Худшей обиды он не мог нанести: не найти в себе смелости даже попытаться. Просто отказаться от меня, пожалев себя самого. Наглое бесстрашие Баренда, посмевшего столь грубо заявить о своих правах на меня — принадлежать ему я никогда не буду, но откуда ему было знать это? — так потрясло меня, что все во мне вспыхнуло, разжигая волнение, подобное тому странному возбуждению, которое я ощущала порой, глядя на брачные игры животных, в которых самцы и самки с откровенным бесстыдством провозглашали и утверждали новую жизнь. Я уставилась на Баренда, на этого человека, его отца, на его удрученную мать, на Николаса, чувствуя, как страсть разгорается во мне с такой силой, что пришлось опустить голову, чтобы они не заметили выступившие на щеках пятна, и сглотнуть ком в горле. Сражения, ожидавшие меня впереди, будут самым надежным способом выжить.

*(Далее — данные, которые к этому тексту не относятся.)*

PR #1847, opened 2024-11-15
helmfile: fixup for argocd-config 1.0.8

tarrow:
Unfortunately 1.0.8 was mistakenly configured to use https://github.com/wbstack/charts.git rather than
https://wbstack.github.io/charts and therefore wasn't correctly parsing the chart without a path. 1.0.9 is a fixup for this that uses the correct repoURL

Bug: T375195

### DIFF
--- a/k8s/helmfile/helmfile.yaml
+++ b/k8s/helmfile/helmfile.yaml
@@ -109,7 +109,7 @@ releases:
   - name: argocd-config
     namespace: argocd
     chart: wbstack/argocd-config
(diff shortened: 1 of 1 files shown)


dati18 (approved):
I approve, but create a PR for 1.0.9 for all envs so we can move it as soon as this one works

tarrow:
Good idea! I already updated https://github.com/wmde/wbaas-deploy/pull/1815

Однажды я уже испытала нечто подобное — хватит у меня смелости признаться в этом? — нечто столь же неожиданное, сколь и необъяснимое. Как-то раз, направляясь в Хауд-ден-Бек, я повстречала Галанта, пасшего в вельде овец. Я знала, что эта встреча не сулит никакой опасности, Галант — единственный, кто не станет мне мешать и не выдаст меня. Мы немного поболтали, он дал мне ломоть хлеба, и я отправилась дальше. Я так торопилась добраться в Хауд-ден-Бек дотемна, с радостью предвкушая ночь, которую проведу там одна (в небольшом очаге горит огонь, вокруг воют гиены и шакалы, молчаливые горы хмуро глядят на звезды, и могила, в которой, если верить им, лежит мой отец), что едва не наступила на огромную змею, заметив ее лишь тогда, когда она вонзила мне в бедро свои ядовитые зубы. Я пнула ее ногой и закричала, зовя на помощь. Когда ко мне подоспел Галант, я уже размозжила ее плоскую треугольную голову, но толстое великолепное туловище еще извивалось в пыли. О господи, я же умираю. Галант повалил меня на землю, разорвал на мне панталоны и надрезал кожу вокруг двойной аккуратной ранки на бедре. И принялся отсасывать кровь, высасывал и сплевывал, бешено и неистово. Он был похож на молочного теленка, и, хотя я была уверена, что, конечно же, умру, я вдруг ощутила горение внутри, растворявшее меня, словно потоки дождя, но дождя теплого, не льющего сверху, а поднимающегося изнутри меня, точно он приник к моим грудям, которые тогда только еще начали набухать — крошечные болезненные бугорки, нежные и упругие.